Hi Samuel,
The SSDs were used as a cache for the spinning drives. Here is a 30-second
iostat sample representative of the whole run:
avg-cpu: %user %nice %system %iowait %steal %idle
24.87 0.00 12.54 62.39 0.00 0.20
Device: rrqm/s wrqm/s r/s w/s rkB/s wkB/s avgrq-sz
avgqu-sz await svctm %util
sdd 0.00 137.37 3058.40 106.17 34691.60 974.13 22.54
15.75 4.98 0.32 100.00
sde 0.00 136.07 3063.37 107.70 35267.07 975.07 22.86
15.58 4.92 0.32 100.00
sdf 0.00 135.37 3064.23 109.53 35815.60 979.60 23.19
15.82 4.99 0.32 100.00
sdg 0.00 136.97 3066.57 116.67 35196.53 1014.53 22.75
15.87 4.99 0.31 100.00
sdi 0.00 2011.03 0.00 87.90 0.00 8395.73 191.03
0.13 1.45 1.42 12.51
sdk 0.00 136.63 3066.83 107.53 35805.07 976.67 23.17
16.01 5.04 0.32 100.00
sdm 0.00 138.50 3054.40 111.10 34674.27 998.40 22.54
15.52 4.91 0.32 100.00
sdj 0.00 136.73 3058.70 118.20 35227.20 1019.73 22.82
15.81 4.98 0.31 100.00
sdl 0.00 137.53 3044.97 109.33 34448.00 987.47 22.47
15.78 5.00 0.32 100.00
The data and index tablespaces were striped across the 8 LUNs, and saw an
average 5ms response. We can beef up the storage to handle more I/Os so that
our utilization doesn't stay below 40%, but that misses the point: we have an
I/O rate twice the commercial database because they used clustered indexes.
I provided more config details in an earlier email.
As for asking for development to game a benchmark, no one is asking for
benchmark specials. The question of enhancements in response to benchmark needs
is an age old question. We can get into that, but it's really a different
discussion. Let me just expose the flip side of it: are we willing to watch
people use other databases to run benchmarks but feel content that no features
were developed specifically in response to benchmark results?

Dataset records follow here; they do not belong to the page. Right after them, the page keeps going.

PR #581, opened 2026-04-16
perf(store): add opt-in TTL cache to getStatus for polling callers

lukeboyett:
## Summary

On large indexes (millions of rows, tens of GB of SQLite), the
`COUNT(DISTINCT d.hash)` scan inside `getHashesNeedingEmbedding`
dominates `getStatus()` cost. Long-lived processes that call
`store.getStatus()` repeatedly — any polling caller checking index
health or stats — pay the full scan cost on every call, even though
the result barely changes between polls.

This PR adds an **opt-in per-Store TTL cache** to `getStatus`.
Default behavior is unchanged; callers opt in by passing `{ ttlMs }`.

Four commits (the last three are Codex review-round fixes):

1. **`perf(store): add opt-in TTL cache to getStatus for polling callers`** —
   `Store.getStatus` signature gains an optional `{ ttlMs }`. A call
   with `ttlMs > 0` reuses the cached snapshot if its age is under the
   window; a call without options (or with `ttlMs: 0`) re-queries and
   clears the cache. Per-Store scope, so multiple stores don't
   cross-contaminate. No call sites changed — MCP, CLI, SDK keep their
   existing fresh-each-call semantics until they opt in.

2. **`fix(status): each caller's ttlMs is authoritative against data age`** —
   store `fetchedAt` on the cache entry rather than `expiresAt`, and
   compare `now - fetchedAt` against *this* caller's `ttlMs`. Otherwise
   a short-TTL caller could silently get a snapshot older than their
   window if a prior long-TTL caller seeded the cache.

3. **`fix(status): stamp fetchedAt after the query completes`** — stamp
   with a post-query `Date.now()`, not the pre-query one. Otherwise the
   snapshot is already aged by the query's duration — and the query's
   duration is exactly what motivates this cache on large indexes.

4. **`test(status-cache): reset production mode after the suite`** —
   `enableProductionMode()` flips a module-global flag; the suite
   enabled it in `beforeAll` but never restored, which would leak into
   later test files under `fileParallelism: false`. Restore in
   `afterAll`, matching existing store/MCP test patterns.

## Test plan

- [x] `npm test` — new `test/status-cache.test.ts` covers:
  - default calls re-query every time
  - `ttlMs > 0` skips re-query within the window
  - `ttlMs: 0` behaves identically to no options
  - a fresh (no-options) call invalidates the cache
  - mixed-TTL callers: short-TTL re-fetches despite prior long-TTL seed
  - `fetchedAt` stamped after the query, not before
  - `enableProductionMode` flag restored in `afterAll`

## Dependencies

### DIFF
--- a/CHANGELOG.md
+++ b/CHANGELOG.md
@@ -2,6 +2,16 @@
 
 ## [Unreleased]
 
+### Changes
+
+- `store.getStatus(options?)` now accepts an optional `ttlMs`. Default
+  behavior is unchanged (every call runs a fresh query). Long-lived
+  processes that poll status (MCP servers, HTTP wrappers, monitoring
+  loops on large indexes) can pass `{ ttlMs: 5000 }` to reuse a recent
+  snapshot and avoid re-running the `COUNT(DISTINCT d.hash)` scan on
+  every request. Cache scope is per-`Store` instance; a subsequent
+  call without `ttlMs` (or with `ttlMs: 0`) invalidates the cache.
+
 ### Fixes
 
 - GPU: respect explicit `QMD_LLAMA_GPU=metal|vulkan|cuda` backend overrides instead of always using auto GPU selection. #529
--- a/src/db.ts
+++ b/src/db.ts
@@ -69,6 +69,7 @@ export interface Database {
   exec(sql: string): void;
   prepare(sql: string): Statement;
   loadExtension(path: string): void;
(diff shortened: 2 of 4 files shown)


lukeboyett:
Closing — superseded by the store/status surface redesign in b5f156c / da184e5 (getStatus now handles this). Thanks!

PR #582, opened 2026-04-16
feat(bin): opt-in daemon fast-path for qmd search via QMD_DAEMON_URL

lukeboyett:
## Summary

Upstream already exposes `POST /search` (and `/query` alias) on the MCP HTTP
daemon (`src/mcp/server.ts`). Spinning up the full Node CLI for every
`qmd search` call — tokenizer load, SQLite open, etc. — is wasted work when a
daemon is already running. This PR teaches `bin/qmd` an **opt-in fast-path**
that POSTs to the daemon when `QMD_DAEMON_URL` is set, and falls back to the
normal CLI on any error.

Zero changes to server-side code. No call sites changed. Everything is
opt-in via a single env var.

## Behavior

- **`QMD_DAEMON_URL` unset** → unchanged behavior; the shim spawns the full
  CLI as before.
- **`QMD_DAEMON_URL=http://127.0.0.1:7433`** + `qmd search "query"` → a
  1-second `/health` probe, then a 30-second `POST /search`. Output is
  buffered so a failed request can't leak partial bytes before fallback.
- **Any failure mode falls through silently to the normal CLI**: env unset,
  `curl` missing, health probe fails, non-2xx response, empty query, unknown
  flag, etc. The user never sees a fast-path-specific error.
- `vsearch` is **not** routed through the fast-path — its semantics can't be
  faithfully expressed through `/search` (dropped in commit `d5b01e9` after
  review).

## Commits

One feature commit plus nine hardening follow-ups from review rounds:

- **`feat(bin): opt-in daemon fast-path for search and vsearch`** — initial
  fast-path with `QMD_DAEMON_URL` gating, `/health` probe, POST to `/search`.
- **`fix(bin): preserve argv + accept -n + accumulate multi -c`** — keep the
  shim's argv intact on fallback; support `-n` (CLI's limit flag) and
  repeated `-c <collection>`.
- **`fix(bin): fall through on unknown flags instead of mangling the query`** —
  any flag we don't recognise defers to the full CLI rather than silently
  being interpreted as part of the query string.
- **`fix(bin): guard value-taking flags against missing arg before shift`** —
  avoid `shift` errors when `-c` or `-n` is the last argv token.
- **`fix(bin): match CLI default limit of 5 in fast-path`** — align with the
  full CLI's documented default when `-n` is absent.
- **`fix(bin): normalise -n to match parseInt(n, 10) semantics`** — three
  review rounds iterating on `-n 3abc`, `-n ""`, `-n -5` to behave the way
  Node's `parseInt(n, 10)` does (or cleanly refuse).
- **`fix(bin): buffer daemon response so partial output can't leak before
  fallback`** — capture stdout, only emit on 2xx; on error, discard buffer
  and fall through to the CLI with the user seeing one clean result.
- **`fix(bin): drop vsearch from fast-path — its semantics can't route through
  /search`** — vsearch uses vector-only ranking and takes parameters `/search`
  doesn't accept; better to leave it on the full CLI path than produce subtly
  different results.

## Test plan

- [x] `npm test` — new coverage:
  - `test/bin-qmd-daemon-fastpath.test.ts` (284 lines): fast-path hits `/search`
    on healthy daemon, falls back on every failure mode above, argv
    preservation across fallback, `-n` / `-c` parsing equivalence with CLI,
    buffered-response invariants.
  - `test/mcp.test.ts` (+66 lines): `/search` REST handler contract the
    fast-path relies on.

## Dependencies

### DIFF
--- a/CHANGELOG.md
+++ b/CHANGELOG.md
@@ -4,15 +4,19 @@
 
 ### Changes
 
-- `bin/qmd` gains an opt-in fast-path for `qmd search` / `qmd vsearch`.
-  When `QMD_DAEMON_URL` is set and points at a running
-  `qmd mcp --http --daemon`, these subcommands POST to the daemon's
-  existing `/search` REST endpoint instead of paying the per-call Node +
-  better-sqlite3 + sqlite-vec bootstrap. On large indexes this turns a
-  ~500–800 ms cold start into ~50–100 ms. Opt-in preserves the default
-  formatted-text output for interactive users; daemon mode prints the
-  JSON response for scripts/agents. `--index <name>` and any non-curl
-  error silently fall through to the cold-start CLI.
+- `bin/qmd` gains an opt-in fast-path for `qmd search`. When
+  `QMD_DAEMON_URL` is set and points at a running
+  `qmd mcp --http --daemon`, `search` POSTs to the daemon's existing
+  `/search` REST endpoint instead of paying the per-call Node +
+  better-sqlite3 + sqlite-vec bootstrap. On large indexes this turns
+  a ~500–800 ms cold start into ~50–100 ms. Opt-in preserves the
+  default formatted-text output for interactive users; daemon mode
+  prints the JSON response for scripts/agents. Unrecognised flags
+  (`--json`, `--min-score`, …), `--index <name>`, non-plain-positive
+  `-n` values, and any curl error fall through to the cold-start CLI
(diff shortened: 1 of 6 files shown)


lukeboyett:
Closing — stale on our side, and shared model-serving is being handled upstream via #663 (qmd serve). Our deployment now uses a fork-specific always-on launcher, so this isn't something we're proposing upstream anymore. Thanks!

I am trying to engage with the community. We can drown the mailing list with
details. So I decided to open the discussion with the high level points, and we
will give you all the details that you want as we move forward.
Thanks,
Reza
From: Samuel Gendler [mailto:[email protected]]
Sent: Thursday, July 05, 2012 12:46 PM
To: Reza Taheri
Cc: Robert Klemme; [email protected]
Subject: Re: [PERFORM] The need for clustered indexes to boost TPC-V performance
On Thu, Jul 5, 2012 at 12:13 PM, Reza Taheri
<[email protected]<mailto:[email protected]>> wrote:
Hi Robert,
Yes, the same concept. Oracle's IOT feature is used often with TPC benchmarks.
Reza, it would be very helpful if you were to provide the list with a lot more
information about your current software and hardware configuration before
coming to the conclusion that the only possible way forward is with a
significant architectural change to the db engine itself. Not only is it not
at all clear that you are extracting maximum performance from your current
hardware and software, but I doubt anyone is particularly interested in doing a
bunch of development purely to game a benchmark. There has been significant
discussion of the necessity and viability of the feature you are requesting in
the past, so you should probably start where those discussions left off rather
than starting the discussion all over again from the beginning. Of course, if
vmware were to sponsor development of the feature in question, it probably
wouldn't require nearly as much buy-in from the wider community.
Getting back to the current performance issues - I have little doubt that the
MS SQL benchmark was set up and run by people who were intimately familiar with
MS SQL performance tuning. You stated in your earlier email that your team
doesn't have significant postgresql-specific experience, so it isn't
necessarily surprising that your first attempt at tuning didn't get the results
that you are looking for. You stated that you have 14 SSDs and 90 spinning
drives, but you don't specify how they are combined and how the database is
laid out on top of them. There is no mention of how much memory is available
to the system. We don't know how you've configured postgresql's memory
allocation or how your config weights the relative costs of index lookups,
sequential scans, etc. The guidelines for this mailing list include
instructions for what information should be provided when asking about
performance improvements. http://archives.postgresql.org/pgsql-performance/
Let's start by ascertaining how your benchmark results can be improved without
engaging in a significant development effort on the db engine itself.